Work through the listing below and count the lines that hold "from". Answer with the number alone.

--- Supplied data Enclosed Below ---

PR #40783, opened 2022-02-03
[9.x] ability to add tags/metadata to Emails/Notifications

kbond:
`symfony/mailer` has a special `TagHeader` and `MetadataHeader` for [adding tags/metadata to emails](https://symfony.com/doc/current/mailer.html#adding-tags-and-metadata-to-emails) in a generic way. All the transports/drivers you document support these with the slight exception of SES: it doesn't have tags in the way Symfony defines them but does have metadata. SES calls these tags so it's a bit confusing. Symfony's SES transport will [support metadata in 6.1](https://github.com/symfony/symfony/pull/45222) but I see you created your own [SESTransport](https://github.com/laravel/framework/pull/40696). I can add support to your transport if desired.

Here's how [tags](https://postmarkapp.com/blog/tags-support-for-smtp#what-are-tags) and [metadata](https://postmarkapp.com/blog/feature-announcement-custom-metadata-for-your-emails) are used with Postmark - all services are similar I believe.

I thought it would be nice to have helpers to add this data in `Mailable`/`MailMessage`:

```php
// in your mailable:
public function build()
{
    return $this->from('example@example.com', 'Example')
                ->tag('shipment')
                ->metadata('order_id', $this->order->id)
                ->view('emails.orders.shipped');
}

// in your notification:
{
    return (new MailMessage)
                ->from('barrett@example.com', 'Barrett Blair')
                ->tag('upvote')
                ->metadata('comment_id', $this->comment->id)
                ->line('...');
}
```

If this is of interest, I can add tests/docs. Maybe you'd want the methods in a trait or done a different way - let me know!

### DIFF
--- a/src/Illuminate/Mail/Mailable.php
+++ b/src/Illuminate/Mail/Mailable.php
@@ -874,6 +874,33 @@ class Mailable implements MailableContract, Renderable
     }
 
     /**
+     * Add a tag header to the message when supported by the underlying transport.
+     *
+     * @param  string  $value
+     * @return $this
+     */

--- End of Enclosed Supplied data ---

(Response): 2